A child’s wooden toy left on the path in front of the cabins suddenly dredged up a picture of Petras whittling out clumsy little tigers and monkeys for her and the other children in the village.
But images of the massacre kept creeping in, too. Her child’s impressionable mind had apparently taken a photographic snapshot of those moments and then tucked that snapshot away until she was old enough to look at it. She could now recall, with accuracy, even the clothes her parents had been wearing.
She dealt with this hodge-podge of rediscovered mental pictures the best she could. Sometimes, while she worked, she fit pieces together in her mind, making new discoveries every day. Many things made sense to her now.
For the first time, she understood why she had always struggled with a low-grade sadness, so different from the other children growing up on the island. For the first time, she realized that, along with the four lives that had been taken during the massacre, four other innocent lives had been nearly destroyed. The trauma wasn’t hers alone. Ben, Katherine, and Nicolas had suffered, also.
Ben had pieced together a life by devoting himself to the very tribe where his father had met his death. But even Ben was not entirely whole. He still mourned the father he had come to love so much.

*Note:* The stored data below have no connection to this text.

PR #2187, opened 2020-03-16
Fix warnings for !HAS_FORK [changelog skip]

eregon:
Skip teardown if setup was skipped in test_preserve_bundler_env

* Otherwise we get
puma/test/helpers/integration.rb:27: warning: instance variable @ios_to_close not initialized
puma/test/helpers/integration.rb:34: warning: instance variable @bind_path not initialized
See https://travis-ci.org/github/puma/puma/jobs/662767158#L469
* Same pattern as in test/test_integration_cluster.rb.

### DIFF
--- a/test/test_preserve_bundler_env.rb
+++ b/test/test_preserve_bundler_env.rb
@@ -8,6 +8,7 @@ class TestPreserveBundlerEnv < TestIntegration
   end
 
   def teardown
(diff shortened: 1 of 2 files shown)


eregon:
Thanks for merging!

nateberkopec:
Thanks for the contrib! 👏

PR #2189, opened 2020-03-18
Update Rack::Handler::Puma.run method options param

jkowens:
Rack has opted to use the double splat operator for options.

See: https://github.com/rack/rack/commit/871c82f0ffa269d7e2e237d3ade9a1eac26418fe


nateberkopec:
Thanks!

PR #1320, opened 2017-06-03
SIGINFO prints thread backtraces

nateberkopec:
Closes #1041 

I'm open to suggestions for other signals. SIGINFO is only present on *BSD.

Todo:

* [ ] Figure out how to fan out the SIGINFO from the parent to child processes (currently have to send it to each child
* [ ] Tests

PR #2195, opened 2020-03-22
Use SIGWINCH to print thread backtraces

stanhu:
### Description

https://github.com/puma/puma/pull/1320 added support for using SIGINFO,
but this is only available on BSD-based systems. SIGWINCH is on Linux.

### DIFF
--- a/History.md
+++ b/History.md
@@ -7,6 +7,7 @@
   * `GC.compact` is called before fork if available (#2093)
   * Add `requests_count` to workers stats. (#2106)
   * Increases maximum URI path length from 2048 to 8196 bytes (#2167)
+  * Sending SIGWINCH to any Puma worker now prints currently active threads and their backtraces (#2195)
 
 * Deprecations, Removals and Breaking API Changes
   * `Puma.stats` now returns a Hash instead of a JSON string (#2086)
--- a/docs/signals.md
+++ b/docs/signals.md
@@ -40,7 +40,7 @@ Puma cluster responds to these signals:
 - `USR1` restart workers in phases, a rolling restart. This will not reload configuration file.
 - `HUP`  reopen log files defined in stdout_redirect configuration parameter. If there is no stdout_redirect option provided it will behave like `INT`
 - `INT` equivalent of sending Ctrl-C to cluster. Will attempt to finish then exit.
-- `CHLD`
+- `WINCH` (`INFO` on BSD-based systems) prints a thread backtrace. This is useful for debugging infinite loops or slow performance.
 
 ## Callbacks order in case of different signals
 
--- a/lib/puma/launcher.rb
+++ b/lib/puma/launcher.rb
@@ -453,17 +453,29 @@ module Puma
       end
 
       begin
+        Signal.trap "SIGWINCH" do
+          log_backtrace
+        end
+      rescue Exception
+        log "*** SIGWINCH not implemented, signal based thread backtraces unavailable!"
+      end
+
+      begin
         unless Puma.jruby? # INFO in use by JVM already
           Signal.trap "SIGINFO" do
-            thread_status do |name, backtrace|
-              @events.log name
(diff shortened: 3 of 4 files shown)


nateberkopec:
SIGPROF is already used pretty widely in profilers, e.g. [stackprof](https://github.com/tmm1/stackprof/search?q=SIGPROF&type=).

I'm not sure we can use that signal.

nateberkopec:
Just looking at the BSD signal list, maybe SIGVTALRM or SIGWINCH? [I'd like to know what people get for the `Signal.list` on other platforms, btw.](https://twitter.com/nateberkopec/status/1242344897782267904)

nateberkopec:
NVM, Ruby uses SIGVTALRM internally. SIGWINCH however probably won't interfere with anyone's existing handlers in a webapp.

stanhu:
On Linux, I get

```
{"EXIT"=>0, "HUP"=>1, "INT"=>2, "QUIT"=>3, "ILL"=>4, "TRAP"=>5, "ABRT"=>6, "IOT"=>6, "FPE"=>8, "KILL"=>9, "BUS"=>7, "SEGV"=>11, "SYS"=>31, "PIPE"=>13, "ALRM"=>14, "TERM"=>15, "URG"=>23, "STOP"=>19, "TSTP"=>20, "CONT"=>18, "CHLD"=>17, "CLD"=>17, "TTIN"=>21, "TTOU"=>22, "IO"=>29, "XCPU"=>24, "XFSZ"=>25, "VTALRM"=>26, "PROF"=>27, "WINCH"=>28, "USR1"=>10, "USR2"=>12, "PWR"=>30, "POLL"=>29}
```

nateberkopec:
Sounds like SIGWINCH is probably the best option then, yeh?

stanhu:
Yes, thanks.

I've also wondered why attaching `gdb` to Puma and calling `call rb_backtrace()` doesn't work like it does in Unicorn and Sidekiq. Is th

nateberkopec:
> I've also wondered why attaching gdb to Puma and calling call rb_backtrace() doesn't work like it does in Unicorn and Sidekiq.

Can you open a new issue?

nateberkopec:
I think we're going to have to revert. SIGWINCH gets sent all the time when changing window sizes and so this makes terminal output kind of unusable locally.

I'm not sure any other signal would work.

stanhu:
Ok. Is it possible to use `TTIN` as Sidekiq does, and then make it clear that signal does two different things, depending on whether it's sent to the worker process or the cluster worker?

nateberkopec:
Maybe. Do we listen for TTIN in child workers at all right now?

stanhu:
@nateberkopec Not at the moment. I think I got it to work. It would be a breaking change for anyone issuing `TTIN` on the cluster workers, though.

eregon:
FWIW, TruffleRuby prints all thread backtraces on `SIGALRM`.
Maybe we should ask for this feature in MRI instead of adding it here?

dentarg:
@eregon Nate commented "Ruby uses SIGVTALRM internally" above, but I'm not sure for what (from a [really quick look](https://github.com/ruby/ruby/search?q=ALRM&unscoped_q=ALRM))

eregon:
SIGALRM is different than SIGVTALRM (which is reserved in MRI & TruffleRuby).

See https://github.com/ruby/spec/blob/ebdf0d1b06b39374a85baaae53771449ab1fe3d7/core/signal/trap_spec.rb#L118-L133 for the list of reserved signals for each Ruby implementation.

dentarg:
Thanks for clarifying that @eregon 

(I should have search for [`SIGVTALRM`](https://github.com/ruby/ruby/search?q=SIGVTALRM&unscoped_q=SIGVTALRM) not just `ALRM`, the GitHub search doesn't seem to surface partial hits)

Katherine had sacrificed marrying the man she loved and her dream of becoming a doctor in order to care for a damaged niece. Moriah now realized just how seldom she had ever seen her aunt smile. She suspected that competent, wise Katherine had been as sad as Moriah, until Nicolas, with all his faults, stepped in.

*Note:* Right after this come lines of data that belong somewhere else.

PR #2198, opened 2020-03-23
Run tests on TruffleRuby, all tests pass now

eregon:
### Description

This PR improves the reliability of tests and as a result all tests now pass on TruffleRuby.
One extra fix was needed in TruffleRuby (https://github.com/oracle/truffleruby/commit/2e046e4400c10c3ed19d2bd14e75741d21d54931).
A major part of getting TruffleRuby to pass Puma's tests was by done by Shopify contributors to TruffleRuby (especially the signal stuff).

Since tests pass on TruffleRuby, I also moved TruffleRuby along with other tested versions in CI, so failures are no longer ignored.
I ran the CI twice in GitHub Actions and it passed in both cases.

cc @chrisseaton @nateberkopec 

### DIFF
--- a/lib/puma/minissl.rb
+++ b/lib/puma/minissl.rb
@@ -125,11 +125,14 @@ module Puma
 
       def read_and_drop(timeout = 1)
         return :timeout unless IO.select([@socket], nil, nil, timeout)
-        return :eof unless read_nonblock(1024)
-        :drop
-      rescue Errno::EAGAIN
-        # do nothing
-        :eagain
+        case @socket.read_nonblock(1024, exception: false)
+        when nil
+          :eof
+        when :wait_readable
+          :eagain
+        else
+          :drop
+        end
       end
 
       def should_drop_bytes?
--- a/test/helper.rb
+++ b/test/helper.rb
@@ -43,15 +43,10 @@ def hit(uris)
 end
 
 module UniquePort
-  @port  = 3211
-  @mutex = Mutex.new
-
   def self.call
-    @mutex.synchronize {
-      @port += 1
-      @port = 3307 if @port == 3306  # MySQL on Actions
-      @port
-    }
+    TCPServer.open('127.0.0.1', 0) do |server|
+      server.connect_address.ip_port
+    end
   end
 end
 
--- a/test/helper.rb
+++ b/test/helper.rb
@@ -57,7 +57,7 @@ module TimeoutEveryTestCase
   end
 
   def run(*)
-    ::Timeout.timeout(Puma.jruby? ? 120 : 60, TestTookTooLong) { super }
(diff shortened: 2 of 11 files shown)


Rakefile
```diff
@@ -86,4 +86,4 @@ namespace :test do
   end
 end
 
-task :default => [:rubocop, "test:all"]
+task :default => [*(:rubocop if RUBY_ENGINE == "ruby"), "test:all"]
```
nateberkopec: What does RUBY_ENGINE return on TruffleRuby/JRuby?

I guess this is fine, maybe a bit annoying though if you're working on Puma using JRuby and then get surprised by CI failing b/c of whitespace.

test/helper.rb
```diff
@@ -43,15 +43,10 @@ def hit(uris)
...
-  @port  = 3211
-  @mutex = Mutex.new
-
   def self.call
-    @mutex.synchronize {
-      @port += 1
-      @port = 3307 if @port == 3306  # MySQL on Actions
-      @port
-    }
+    TCPServer.open('127.0.0.1', 0) do |server|
```
nateberkopec: 👏

Rakefile
eregon: `RUBY_ENGINE` is simply `"truffleruby"` and `"jruby"` there.
I was tempted to replace `defined?(JRUBY_VERSION)` with `RUBY_ENGINE == "jruby"` in the codebase since that's the portable way to test the Ruby implementation, but avoided so in this PR to keep it smaller.

Given RuboCop runs (from what I can see locally) significantly slower (> 10s) on both of these implementations I think it's likely to be less annoying if it doesn't run on those implementations.

I could do that change only in the CI file, but I thought it's actually helpful also when running `bundle exec rake` locally.

nateberkopec: I think we should probably keep it the same for all implementations. If you personally think RC is too slow, you can still just run `rake test:all`.

eregon: OK, I'll move that check to the CI file, won't be as nice though.

eregon: Done!

nateberkopec:
Thanks so much @eregon and Shopify! 🎉

lib/puma/minissl.rb
```diff
@@ -125,11 +125,14 @@ def flush
...
-        # do nothing
-        :eagain
+        case @socket.read_nonblock(1024, exception: false)
+        when nil
+          :eof
+        when :wait_readable
+          :eagain
+        else
+          :drop
+        end
```
eregon: For the record, this might be related to a bug in OpenSSL, mentioned in https://github.com/ruby/openssl/issues/355#issuecomment-600875524
Anyway, it seems safer to not call to SSL anymore if we are in such a state, as this commit does.

PR #2203, opened 2020-03-26
Handle thread shutdown responses via low level error messages

zanker-stripe:
### Description

This is a follow on from the suggestions in https://github.com/puma/puma/pull/2182#issuecomment-603638985. I did not make the change around `DefaultLowlevelErrorHandler`, because:

https://github.com/puma/puma/blob/0b737cce42746d8226701520f35685e0624e061b/lib/puma/server.rb#L819-L823

The `leak_stack_on_error` option is stored on the server instance and not options, which leaves no way of getting that data into the handler. I wasn't a fan of passing that through, and reorganizing how `leak_stack_on_error` works also felt out of scope.

Functionality wise, there's no changes besides thread shutdown now goes through lowlevel error handler and we pass `status` to the handler based on arity. If `leak_stack_on_error` is set, we include the stack, if not we show the generic error messages. 

### DIFF
--- a/lib/puma/server.rb
+++ b/lib/puma/server.rb
@@ -589,17 +589,15 @@ module Puma
 
             return :async
           end
+        rescue ThreadPool::ForceShutdown => e
+          @events.unknown_error self, e, "Rack app", env
+          @events.log "Detected force shutdown of a thread"
+
+          status, headers, res_body = lowlevel_error(e, env, 503)
         rescue Exception => e
           @events.unknown_error self, e, "Rack app", env
 
-          status = 500
-          if e.is_a?(ThreadPool::ForceShutdown)
-            status = 503
-
-            @events.log "Detected force shutdown of a thread, returning 503"
-          end
-
-          status, headers, res_body = lowlevel_error(e, env, status)
+          status, headers, res_body = lowlevel_error(e, env, 500)
         end
 
         content_length = nil
--- a/lib/puma/server.rb
+++ b/lib/puma/server.rb
@@ -589,18 +589,17 @@ module Puma
 
             return :async
           end
-        rescue ThreadPool::ForceShutdown => e
-          @events.log "Detected force shutdown of a thread, returning 503"
-          @events.unknown_error self, e, "Rack app"
-
-          status = 503
-          headers = {}
-          res_body = ["Request was internally terminated early\n"]
-
         rescue Exception => e
           @events.unknown_error self, e, "Rack app", env
 
-          status, headers, res_body = lowlevel_error(e, env)
+          status = 500
+          if e.is_a?(ThreadPool::ForceShutdown)
+            status = 503
+
+            @events.log "Detected force shutdown of a thread, returning 503"
+          end
+
+          status, headers, res_body = lowlevel_error(e, env, status)
         end
 
         content_length = nil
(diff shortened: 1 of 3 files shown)


lib/puma/server.rb
```diff
@@ -589,18 +589,17 @@ def handle_request(req, lines)
...
-        rescue ThreadPool::ForceShutdown => e
-          @events.log "Detected force shutdown of a thread, returning 503"
-          @events.unknown_error self, e, "Rack app"
-
-          status = 503
-          headers = {}
-          res_body = ["Request was internally terminated early\n"]
-
         rescue Exception => e
           @events.unknown_error self, e, "Rack app", env
```
zanker-stripe: Technically this means we pass `env` on shutdown errors, but that seemed like more of an oversight than an initial design. Happy to unwind if I'm wrong though.

lib/puma/server.rb
```diff
@@ -589,18 +589,17 @@ def handle_request(req, lines)
...
 
-          status, headers, res_body = lowlevel_error(e, env)
+          status = 500
+          if e.is_a?(ThreadPool::ForceShutdown)
```
nateberkopec: I think this is less clear/nice looking than what it was before. Can we just keep the separate handling for ThreadPool::ForceShutdown (it's own rescue block) as it was before?

lib/puma/server.rb
```diff
@@ -807,19 +806,21 @@ def read_body(env, client, body, cl)
...
           return handler.call(e)
-        else
+        elsif handler.arity == 2
           return handler.call(e, env)
+        else
+          return handler.call(e, env, status)
         end
       end
 
       if @leak_stack_on_error
```
nateberkopec: Maybe we should just get rid of this option and tell people to write their own lowlevel_handler that leaks the stack if they prefer. Next release is 5.0 so we can break APIs.

nateberkopec: What do you think?

lib/puma/server.rb
zanker-stripe: Sure, I changed it back.

lib/puma/server.rb
zanker-stripe: In the use cases I've used Puma, we always had `lowlevel_error_handler`s and this default didn't matter. It's not as friendly for out-of-the-box handling though, when somebody is new and trying to do local development. I'd vote to keep good defaults here.

I think the ideal way of doing this would be the default config for `lowlevel_error_handler` is:

```ruby
      if @options[:environment] == "development" || @options[:environment] == "test"
        [status, {}, ["Puma caught this error: #{e.message} (#{e.class})\n#{e.backtrace.join("\n")}"]]
      else
        [status, {}, ["An unhandled lowlevel error occurred. The application logs may have details.\n"]]
      end
```

That way your custom code is in the configuration, where it belongs, and you're not threading this extra stack context for a single bit of functionality.

I'm not sure the best way to do that though, so I'd push back a little and say it's a better change to make outside of this PR.

test/test_puma_server.rb
```diff
@@ -261,6 +261,36 @@ def test_doesnt_print_backtrace_in_production
     assert_match(/HTTP\/1.0 500 Internal Server Error/, data)
   end
 
+  def test_force_shutdown_custom_error_message
+    handler = lambda {|err, env, status| [500, {"Content-Type" => "application/json"}, ["{}\n"]]}
+    @server = Puma::Server.new @app, @events, {:lowlevel_error_handler => handler, :force_shutdown_after => 2}
+
+    server_run app: ->(env) do
+      @server.stop
+      sleep 10
```
nateberkopec: I think we can tighten this up to about `5`, right?

test/test_puma_server.rb
```diff
@@ -261,6 +261,36 @@ def test_doesnt_print_backtrace_in_production
...
+    assert_match(/Content-Type: application\/json/, data)
+    assert_match(/{}\n$/, data)
+  end
+
+  def test_force_shutdown_error_default
+    @server = Puma::Server.new @app, @events, {:force_shutdown_after => 2}
+
+    server_run app: ->(env) do
+      @server.stop
+      sleep 10
```
nateberkopec: Same here

nateberkopec:
1 more thing then this is g2g for me.

zanker-stripe:
Thanks! Changes made.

And Nicolas. Ah, Nicolas. A gifted medical student when his mother died, he had given up his dream of becoming a surgeon by incomprehensibly taking on his mother’s profession of obstetrics, a specialty Moriah felt certain he was emotionally ill-suited for. She found herself wondering, sometimes, if his hasty and poorly chosen marriage might have been the worst fate of them all.

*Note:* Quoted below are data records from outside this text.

PR #2214, opened 2020-04-02
Fix the CI [changelog skip]

eregon:
### Description
See https://github.com/puma/puma/runs/553627446 and https://github.com/oracle/truffleruby/issues/1984

The CI fails recently due to `ruby/setup-ruby` defaulting to latest Bundler (= 2) by default.

The failures are rather unclear so I suggest to stick to Bundler 1 to keep CI green, and then investigate what goes wrong with Bundler 2.

### DIFF
--- a/.github/workflows/ruby.yml
+++ b/.github/workflows/ruby.yml
@@ -28,6 +28,7 @@ jobs:
         uses: MSP-Greg/setup-ruby-pkgs@v1
         with:
           ruby-version: ${{ matrix.ruby }}
+          bundler: 1
           apt-get: ragel
           brew: ragel
 
--- a/test/test_thread_pool.rb
+++ b/test/test_thread_pool.rb
@@ -87,7 +87,7 @@ class TestThreadPool < Minitest::Test
   end
 
   def test_trim_leaves_min
-    skip_on :truffleruby # Undiagnose thread race. TODO fix
+    skip_on :jruby, :truffleruby # Undiagnose thread race. TODO fix
     pool = new_pool(1, 2) do |work|
       @work_mutex.synchronize do
         @work_done.signal


eregon:
I'm unsure what canceled that job: https://github.com/puma/puma/pull/2214/checks?check_run_id=555689509
I didn't do it AFAIK.

The CI is green on the run in my fork: https://github.com/eregon/puma/actions/runs/69222499

eregon:
FYI the failures on the run on master is due to https://github.com/MSP-Greg/setup-ruby-pkgs/issues/2

MSP-Greg:
Actually, I've seen the error before, often with just a single job in many.

The problem is with http://azure.archive.ubuntu.com/ubuntu bionic/universe
  Could not connect to azure.archive.ubuntu.com:80 (52.177.174.250), connection timed out

I'll update MSP-Greg/setup-ruby-pkgs anyway.

eregon:
@nateberkopec Could you restart the jobs in https://github.com/puma/puma/runs/556273752 to see if it's fixed now?

MSP-Greg:
@eregon @nateberkopec  @dentarg

> FYI the failures on the run on master is due to

If that's the case, how would you explain the failures in:

https://github.com/puma/puma/actions/runs/69538791

`sudo apt-get -qy update` was done in all the Ubuntu tests, and they still failed.

'connection timed out' is not equivalent to a 404 or a similar error message.

Adding ~20 sec to each Ubuntu test is a waste of time.  It's one thing if `apt-get` is being used for a dependency, it's another thing if it's a build utility like `ragel`...

I'll probably revert the change.  If it's still a concern for some, one can always use
```
apt-get: _update_ ragel
```
as the README noted before the change.

I might suggest that people actually read the test logs before jumping to conclusions.

eregon:
@MSP-Greg Sorry, I thought that was the cause.

On the upside, it's clearer in that log what happens. In the previous log it wasn't (to me, at least).

I think not calling `apt-get update` is a bug, unless the azure `apt` servers do something differently than the official servers (I would think not, but would be good to check).
Otherwise, `apt-get install` might fail due to (in my understanding) Ubuntu removing older packages.
You'll notice many Dockerfiles using apt-get also do `apt-get update` before, because it might fail otherwise.
Example: https://github.com/docker-library/ruby/blob/a564feaaee4c8647c299ab11d41498468bb9af7b/2.7/buster/Dockerfile#L20-L21
And in ruby/ruby's actions too: https://github.com/ruby/ruby/blob/810d66f3e7da3a5267974e3a3b952ec3e378049b/.github/workflows/ubuntu.yml#L25-L26

`apt` is slow, I don't like it either, but that's how it is.

Re reverting, I think we should ask recommendations regarding this on the GitHub Actions forum.

dentarg:
I guess something like [`travis_retry`](https://docs.travis-ci.com/user/common-build-problems/#travis_retry) would be good to have for commands involving resources we don't have control over (like the network to Azure apt caches).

Then, there was herself. Moriah wished she could go back in time, take the silent little girl she had once been, and hold her in her arms. Her heart swelled with pity for that little girl, pity for all of them, crippled, yet in their own way, valiant. They had all tried so hard to put the pieces back together and make lives for themselves.
As Moriah’s hands sawed and hammered, her mind imagined their separate lives integrated into a jigsaw puzzle, scattered onto the floor by Chief Moawa’s violent hand. Then, she imagined God patiently picking up the pieces, one by one, placing them all together—here, right now, on this island, fitting their lives together so they could finally heal.
She realized, now, part of her initial attraction to Ben was based on what had happened in that jungle village. Petras was her friend when she was a little girl. He made toys for her. Along with the other adults, he had watched out for her. She felt safe with Petras.
There had been something familiar about Ben from the moment she saw him striding up the hill after their fishing trip. And she was right. Those familiar broad shoulders, that unruly red hair, those stonemason hands had once, long ago, deliberately stood between her and death.
Just like she had felt safe with his father when she was a child, she felt safe with Ben now. She tried very hard not to think about the vacuum he would leave in her heart the day he left.